Mercifully, some developers are better than others when it comes to getting this balance right. Some developers have a greater conscience when it comes to mobile game design – there aren’t many of them, but they do exists. One such developer is Hironobu ‘Final Fantasy’ Sakaguchi – who we were lucky enough to get some face to face time with to discuss Terra Battle 2 with during this year Anime Expo in Los Angeles.
I must admit that I’m a big fan of Terra Battle. I genuinely LOVE that game’s battle system. Spartan though it may be in design, the system, the mechanic itself, is nigh on perfect – and would work brilliantly in a more rounded console RPG. The monetisation system in that game, while there, is also relatively subtle compared to many RPG’s relentless begging to ‘pay pay PAY PAY PAY!‘
“I think the way we’ve developed and implemented the Gacha and more random elements, has worked really well” muses Sakaguchi when we ask him if he feels monetisation stifles his creativity in Terra Battle 2.
“We’ve focused on making that a fun part of the game, as much as it is a function of monetisation. Getting that balance right is key – when players play Terra Battle 2, I think they will feel we’ve got that balance right between creative, story and monetisation, which of course we really don’t want to see supersede the other elements.”
What makes Sakaguchi feel he can make a difference in the mobile space, we ask him – does he feel he has anything he can personally add to make the mobile space more palatable?
“Because I’ve been developing for console for 30 years, I am always going to lean more towards a more traditional console feel for a game.
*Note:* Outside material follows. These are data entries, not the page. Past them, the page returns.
PR #6387, opened 2020-09-27
[colormapping] only clear src/target on clusters change

### LINKED ISSUE #6328: Color Mapping Module broken...
Running updated Windows 10. Responding to a query on facebook it was noted that after acquiring the source image and then the target image in the module that activating either of the sliders simple clears the color mapping information. This is noted for me on the current 3.2.1....will check later to see if this is still an issue on dev build but likely.....

johnny-bit:
During introspection change, the clusters reset got a bit overreaching, which caused cluster reset on any gui change. Now cluster reset is done only on cluster number change.

This fixes #6328


TurboGit:
Works for me! Thanks!

Issue #1400, opened 2024-06-08
Matrix should have `sub_scalar` and `sub_scalar_mut` methods.


Sol-Ell:
The `Matrix` struct currently includes the `add_scalar` and `add_scalar_mut` methods; however, it lacks the `sub_scalar` and `sub_scalar_mut` methods. Given that types such as `Matrix<usize, ..>` cannot have negative values, I believe it is essential to include this functionality.

Sol-Ell:
For example, attempting to compile this code results in a compilation error.
```rust
use nalgebra::Matrix2;

fn main() {
    let mut addresses: Matrix2<usize> = Matrix2::new(1, 2, 3, 4);
    addresses.add_scalar_mut(-1);
    let expected = Matrix2::new(0, 1, 2, 3);
    assert_eq!(addresses, expected)
}
```

Andlon:
My opinion is that I don't think we should strive to support matrix computations with unsigned integers. It's already difficult to ensure that scalar `usize` arithmetic does not underflow, but correct subtractive arithmetic with *matrices* requires so much care that it's simply hardly ever a good idea. I don't think we should encourage this by adding convenience functionality that supports this use case.

I'd recommend to use signed integers for matrix arithmetic, and convert only at the end, where you can check for negative results.

Sol-Ell:
Thank you for the clarification.

PR #1401, opened 2024-06-08
Added `sub_scalar` and `sub_scalar_mut` methods to `Matrix`.

Sol-Ell:
See issue #1400 for more info.

# Changelog

* Added `sub_scalar` and `sub_scalar_mut` methods to `Matrix`.


Andlon:
I added a comment in issue #1400 why I personally don't think we should add convenience functionality that encourages use of unsigned integers in matrix arithmetic. Just noting this here as it might otherwise seem like an "easy merge".

PR #1409, opened 2024-06-19
Support conversion for glam 0.28

waywardmonkeys:


waywardmonkeys:
@sebcrozet I updated the changelog for the changes from 0.32.6 but maybe that should be a separate PR / commit.

sebcrozet:
Thanks!

PR #1447, opened 2024-10-16
feat: implement bytemuck traits for isometries and similarities

sebcrozet:
- Add implementations of bytemuck traits for isometries and similarities.
- Implement `AsRef<[T]>` for matrices with contiguous storage.
- Enable the `num-complex/bytemuck` feature when the `convert-bytemuck` feature is enabled.


sebcrozet:
Looks like xargo is not happy (but that seems unrelated to this PR). Will have a look separately.

PR #1454, opened 2024-10-29
Fix no-std CI build configuration

waywardmonkeys:
* Stop using `xargo` and just use a regular `cargo` build.
* Use `stable` rather than `nightly` as that works with `cargo`.
* Update from `actions-rs/toolchain` for this job to `dtolnay/rust-toolchain` as the `actions-rs` action is unmaintained.
* Switch from `x86_64-unknown-linux-gnu` to `x86_64-unknown-none` as that is a 64 bit target that has no `std` lib.
* Keep the 32 bit ARM target testing to keep that coverage.
* Fix the `rand-no-std` test to pass that feature to the build.

### DIFF
--- a/.github/Xargo.toml
+++ b/.github/Xargo.toml
@@ -1,5 +1,0 @@
-[target.x86_64-unknown-linux-gnu.dependencies]
-alloc = {}
-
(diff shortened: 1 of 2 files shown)


sebcrozet:
Thanks!

PR #1458, opened 2024-10-31
Fix comment on Matrix::fill_upper_triangle

RCoder01:
Matrix::fill_upper_triangle currently says that it "Sets all the elements of the _lower_-triangular part...", when it should say it fills the "_upper_-triangular part"


Ralith (approved):
Thanks!

PR #1462, opened 2024-11-11
Fix simd_try_normalize mask logic

jmagnuson:
Similar to `try_normalize`, `simd_try_normalize` compares the norm `n` against `min_norm`. The former properly allows a value if it is greater than the minimum:

https://github.com/dimforge/nalgebra/blob/a3c261051ba7c8201ef8c49640ae24c1f53360f7/src/base/norm.rs#L397-L401

The simd version uses this comparison boolean as a lanewise mask, but the logic is currently inverted, such that a valid value greater than `min_norm` results in a `false` mask.

### DIFF
--- a/src/base/norm.rs
+++ b/src/base/norm.rs
@@ -328,9 +328,9 @@ impl<T: Scalar, R: Dim, C: Dim, S: Storage<T, R, C>> Matrix<T, R, C, S> {
         DefaultAllocator: Allocator<R, C>,
     {
         let n = self.norm();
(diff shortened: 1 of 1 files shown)


jmagnuson:
I'm not sure why `linalg::eigen::proptest_tests::f64::symmetric_eigen` [failed](https://github.com/dimforge/nalgebra/actions/runs/11780769011/job/32812085823?pr=1462#step:4:1085); all tests passed locally using rustc 1.79.0.

PR #1470, opened 2025-01-05
Varios refactorings

adamnemecek:
- made OMatrix::sum faster by using add_assign
- use map on optionals where possible
- refactored partial_cmp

I almost can’t develop a game any other way!”
And then the news every publisher wants to hear – “In some ways I think the monetisation in Terra Battle is pretty weak” he says laughing, “and I think this is something that many people appreciate.” We sure do, Sakaguchi-san – we sure do. If only other mobile developers showed such candour.
There is, however, one element we always thought Terra Battle lacked (great though it was in so many of the game’s systems) and that’s the story.
“Yes, the story was the weaker element in Terra Battle. When you have a system where the characters are randomised, no character has a chance to shine in the context of a story. So for Terra Battle 2 I have developed a new system which addressed this issue successfully – the characters are much stronger this time. It’s the element I’m most pleased with.”
Indeed, Story and monetisation aside, Terra Battle as a package, now looks to be much more robust than its predecessor. Playable on the show floor, I was particularly pleased to see a significant scaling up of the battles and, interestingly, an inventory and equipment system which will add some much-needed personalisation to your units.
A lapsed player though I am, its predecessor has long been one of my favourite mobile games. Terra Battle 2’s improvements will look set to make it an essential RPG experience for mobile.